(Collected data entries)
• • •
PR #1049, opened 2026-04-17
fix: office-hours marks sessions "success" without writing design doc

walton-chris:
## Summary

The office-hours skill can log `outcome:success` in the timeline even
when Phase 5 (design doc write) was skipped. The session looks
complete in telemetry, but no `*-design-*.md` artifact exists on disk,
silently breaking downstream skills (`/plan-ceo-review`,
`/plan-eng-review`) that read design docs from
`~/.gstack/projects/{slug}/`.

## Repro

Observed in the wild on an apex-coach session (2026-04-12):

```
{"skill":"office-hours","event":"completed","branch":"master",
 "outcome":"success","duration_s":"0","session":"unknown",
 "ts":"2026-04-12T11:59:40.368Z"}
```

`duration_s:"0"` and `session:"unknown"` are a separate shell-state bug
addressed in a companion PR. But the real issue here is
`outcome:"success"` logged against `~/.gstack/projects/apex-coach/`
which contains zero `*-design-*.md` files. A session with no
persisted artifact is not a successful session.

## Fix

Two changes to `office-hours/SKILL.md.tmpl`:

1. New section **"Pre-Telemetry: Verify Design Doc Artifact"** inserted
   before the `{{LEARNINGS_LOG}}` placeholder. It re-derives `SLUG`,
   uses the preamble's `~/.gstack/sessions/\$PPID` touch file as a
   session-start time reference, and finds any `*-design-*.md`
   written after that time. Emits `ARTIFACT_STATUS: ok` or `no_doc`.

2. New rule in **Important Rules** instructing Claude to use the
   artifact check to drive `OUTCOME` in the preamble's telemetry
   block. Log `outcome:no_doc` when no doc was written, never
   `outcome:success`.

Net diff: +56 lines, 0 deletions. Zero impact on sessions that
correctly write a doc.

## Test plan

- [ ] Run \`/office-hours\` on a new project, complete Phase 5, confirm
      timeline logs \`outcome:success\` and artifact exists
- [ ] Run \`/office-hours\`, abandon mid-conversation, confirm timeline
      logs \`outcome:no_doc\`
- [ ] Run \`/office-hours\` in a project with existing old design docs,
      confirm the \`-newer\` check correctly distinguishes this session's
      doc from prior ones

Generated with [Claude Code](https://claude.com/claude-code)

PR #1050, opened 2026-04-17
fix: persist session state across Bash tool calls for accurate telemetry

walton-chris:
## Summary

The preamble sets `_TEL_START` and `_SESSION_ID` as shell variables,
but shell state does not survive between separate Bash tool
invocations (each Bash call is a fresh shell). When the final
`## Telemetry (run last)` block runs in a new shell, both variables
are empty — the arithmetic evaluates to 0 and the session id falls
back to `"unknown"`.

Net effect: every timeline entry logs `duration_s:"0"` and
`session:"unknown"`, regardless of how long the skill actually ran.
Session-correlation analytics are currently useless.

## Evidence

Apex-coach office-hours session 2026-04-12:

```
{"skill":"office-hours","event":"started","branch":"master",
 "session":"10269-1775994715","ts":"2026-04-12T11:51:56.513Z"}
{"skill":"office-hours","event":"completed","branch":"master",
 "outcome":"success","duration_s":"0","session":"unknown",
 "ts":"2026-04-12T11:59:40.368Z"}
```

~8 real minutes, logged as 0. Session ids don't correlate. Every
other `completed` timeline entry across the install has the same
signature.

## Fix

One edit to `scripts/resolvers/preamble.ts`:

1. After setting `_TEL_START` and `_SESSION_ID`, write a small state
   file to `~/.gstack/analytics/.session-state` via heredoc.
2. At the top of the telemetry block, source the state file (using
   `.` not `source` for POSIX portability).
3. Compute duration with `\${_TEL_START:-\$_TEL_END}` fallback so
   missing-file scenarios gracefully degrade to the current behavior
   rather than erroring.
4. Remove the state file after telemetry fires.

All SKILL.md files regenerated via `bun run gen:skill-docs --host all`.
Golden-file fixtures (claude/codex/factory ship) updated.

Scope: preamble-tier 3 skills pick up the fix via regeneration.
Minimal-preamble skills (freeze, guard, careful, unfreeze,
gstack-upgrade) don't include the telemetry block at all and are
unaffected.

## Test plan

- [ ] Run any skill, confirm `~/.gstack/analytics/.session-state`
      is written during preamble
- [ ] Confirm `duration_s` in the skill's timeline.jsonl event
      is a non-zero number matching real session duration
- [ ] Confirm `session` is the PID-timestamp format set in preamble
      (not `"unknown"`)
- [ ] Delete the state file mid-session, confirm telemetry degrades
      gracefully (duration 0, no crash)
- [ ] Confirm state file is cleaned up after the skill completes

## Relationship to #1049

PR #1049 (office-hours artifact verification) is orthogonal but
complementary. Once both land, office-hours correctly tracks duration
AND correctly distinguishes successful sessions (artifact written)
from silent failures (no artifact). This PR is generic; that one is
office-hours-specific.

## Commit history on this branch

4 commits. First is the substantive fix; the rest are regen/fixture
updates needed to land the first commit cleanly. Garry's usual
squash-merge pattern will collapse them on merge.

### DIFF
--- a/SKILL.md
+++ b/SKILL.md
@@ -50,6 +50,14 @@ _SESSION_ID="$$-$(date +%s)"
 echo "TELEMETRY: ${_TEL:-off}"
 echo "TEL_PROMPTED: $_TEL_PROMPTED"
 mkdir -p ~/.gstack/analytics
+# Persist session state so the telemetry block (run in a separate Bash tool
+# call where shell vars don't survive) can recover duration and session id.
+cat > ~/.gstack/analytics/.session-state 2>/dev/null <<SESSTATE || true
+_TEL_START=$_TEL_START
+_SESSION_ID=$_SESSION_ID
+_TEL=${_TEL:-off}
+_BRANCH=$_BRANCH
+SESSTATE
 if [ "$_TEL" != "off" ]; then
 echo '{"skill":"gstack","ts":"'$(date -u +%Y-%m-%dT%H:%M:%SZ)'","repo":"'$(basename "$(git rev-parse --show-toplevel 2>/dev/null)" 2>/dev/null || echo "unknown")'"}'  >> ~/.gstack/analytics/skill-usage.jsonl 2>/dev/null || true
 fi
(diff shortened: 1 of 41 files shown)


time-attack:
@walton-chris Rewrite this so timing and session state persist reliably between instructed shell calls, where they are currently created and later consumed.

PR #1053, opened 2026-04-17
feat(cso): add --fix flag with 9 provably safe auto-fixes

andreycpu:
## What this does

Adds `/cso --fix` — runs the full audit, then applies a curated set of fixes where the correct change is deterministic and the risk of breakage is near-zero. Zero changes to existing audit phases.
• • •
Your task
After reading the entries, reproduce every one of them exactly.

Solution for this problem
PR #1049, opened 2026-04-17
fix: office-hours marks sessions "success" without writing design doc

walton-chris:
## Summary

The office-hours skill can log `outcome:success` in the timeline even
when Phase 5 (design doc write) was skipped. The session looks
complete in telemetry, but no `*-design-*.md` artifact exists on disk,
silently breaking downstream skills (`/plan-ceo-review`,
`/plan-eng-review`) that read design docs from
`~/.gstack/projects/{slug}/`.

## Repro

Observed in the wild on an apex-coach session (2026-04-12):

```
{"skill":"office-hours","event":"completed","branch":"master",
 "outcome":"success","duration_s":"0","session":"unknown",
 "ts":"2026-04-12T11:59:40.368Z"}
```

`duration_s:"0"` and `session:"unknown"` are a separate shell-state bug
addressed in a companion PR. But the real issue here is
`outcome:"success"` logged against `~/.gstack/projects/apex-coach/`
which contains zero `*-design-*.md` files. A session with no
persisted artifact is not a successful session.

## Fix

Two changes to `office-hours/SKILL.md.tmpl`:

1. New section **"Pre-Telemetry: Verify Design Doc Artifact"** inserted
   before the `{{LEARNINGS_LOG}}` placeholder. It re-derives `SLUG`,
   uses the preamble's `~/.gstack/sessions/\$PPID` touch file as a
   session-start time reference, and finds any `*-design-*.md`
   written after that time. Emits `ARTIFACT_STATUS: ok` or `no_doc`.

2. New rule in **Important Rules** instructing Claude to use the
   artifact check to drive `OUTCOME` in the preamble's telemetry
   block. Log `outcome:no_doc` when no doc was written, never
   `outcome:success`.

Net diff: +56 lines, 0 deletions. Zero impact on sessions that
correctly write a doc.

## Test plan

- [ ] Run \`/office-hours\` on a new project, complete Phase 5, confirm
      timeline logs \`outcome:success\` and artifact exists
- [ ] Run \`/office-hours\`, abandon mid-conversation, confirm timeline
      logs \`outcome:no_doc\`
- [ ] Run \`/office-hours\` in a project with existing old design docs,
      confirm the \`-newer\` check correctly distinguishes this session's
      doc from prior ones

Generated with [Claude Code](https://claude.com/claude-code)

PR #1050, opened 2026-04-17
fix: persist session state across Bash tool calls for accurate telemetry

walton-chris:
## Summary

The preamble sets `_TEL_START` and `_SESSION_ID` as shell variables,
but shell state does not survive between separate Bash tool
invocations (each Bash call is a fresh shell). When the final
`## Telemetry (run last)` block runs in a new shell, both variables
are empty — the arithmetic evaluates to 0 and the session id falls
back to `"unknown"`.

Net effect: every timeline entry logs `duration_s:"0"` and
`session:"unknown"`, regardless of how long the skill actually ran.
Session-correlation analytics are currently useless.

## Evidence

Apex-coach office-hours session 2026-04-12:

```
{"skill":"office-hours","event":"started","branch":"master",
 "session":"10269-1775994715","ts":"2026-04-12T11:51:56.513Z"}
{"skill":"office-hours","event":"completed","branch":"master",
 "outcome":"success","duration_s":"0","session":"unknown",
 "ts":"2026-04-12T11:59:40.368Z"}
```

~8 real minutes, logged as 0. Session ids don't correlate. Every
other `completed` timeline entry across the install has the same
signature.

## Fix

One edit to `scripts/resolvers/preamble.ts`:

1. After setting `_TEL_START` and `_SESSION_ID`, write a small state
   file to `~/.gstack/analytics/.session-state` via heredoc.
2. At the top of the telemetry block, source the state file (using
   `.` not `source` for POSIX portability).
3. Compute duration with `\${_TEL_START:-\$_TEL_END}` fallback so
   missing-file scenarios gracefully degrade to the current behavior
   rather than erroring.
4. Remove the state file after telemetry fires.

All SKILL.md files regenerated via `bun run gen:skill-docs --host all`.
Golden-file fixtures (claude/codex/factory ship) updated.

Scope: preamble-tier 3 skills pick up the fix via regeneration.
Minimal-preamble skills (freeze, guard, careful, unfreeze,
gstack-upgrade) don't include the telemetry block at all and are
unaffected.

## Test plan

- [ ] Run any skill, confirm `~/.gstack/analytics/.session-state`
      is written during preamble
- [ ] Confirm `duration_s` in the skill's timeline.jsonl event
      is a non-zero number matching real session duration
- [ ] Confirm `session` is the PID-timestamp format set in preamble
      (not `"unknown"`)
- [ ] Delete the state file mid-session, confirm telemetry degrades
      gracefully (duration 0, no crash)
- [ ] Confirm state file is cleaned up after the skill completes

## Relationship to #1049

PR #1049 (office-hours artifact verification) is orthogonal but
complementary. Once both land, office-hours correctly tracks duration
AND correctly distinguishes successful sessions (artifact written)
from silent failures (no artifact). This PR is generic; that one is
office-hours-specific.

## Commit history on this branch

4 commits. First is the substantive fix; the rest are regen/fixture
updates needed to land the first commit cleanly. Garry's usual
squash-merge pattern will collapse them on merge.

### DIFF
--- a/SKILL.md
+++ b/SKILL.md
@@ -50,6 +50,14 @@ _SESSION_ID="$$-$(date +%s)"
 echo "TELEMETRY: ${_TEL:-off}"
 echo "TEL_PROMPTED: $_TEL_PROMPTED"
 mkdir -p ~/.gstack/analytics
+# Persist session state so the telemetry block (run in a separate Bash tool
+# call where shell vars don't survive) can recover duration and session id.
+cat > ~/.gstack/analytics/.session-state 2>/dev/null <<SESSTATE || true
+_TEL_START=$_TEL_START
+_SESSION_ID=$_SESSION_ID
+_TEL=${_TEL:-off}
+_BRANCH=$_BRANCH
+SESSTATE
 if [ "$_TEL" != "off" ]; then
 echo '{"skill":"gstack","ts":"'$(date -u +%Y-%m-%dT%H:%M:%SZ)'","repo":"'$(basename "$(git rev-parse --show-toplevel 2>/dev/null)" 2>/dev/null || echo "unknown")'"}'  >> ~/.gstack/analytics/skill-usage.jsonl 2>/dev/null || true
 fi
(diff shortened: 1 of 41 files shown)


time-attack:
@walton-chris Rewrite this so timing and session state persist reliably between instructed shell calls, where they are currently created and later consumed.

PR #1053, opened 2026-04-17
feat(cso): add --fix flag with 9 provably safe auto-fixes

andreycpu:
## What this does

Adds `/cso --fix` — runs the full audit, then applies a curated set of fixes where the correct change is deterministic and the risk of breakage is near-zero. Zero changes to existing audit phases.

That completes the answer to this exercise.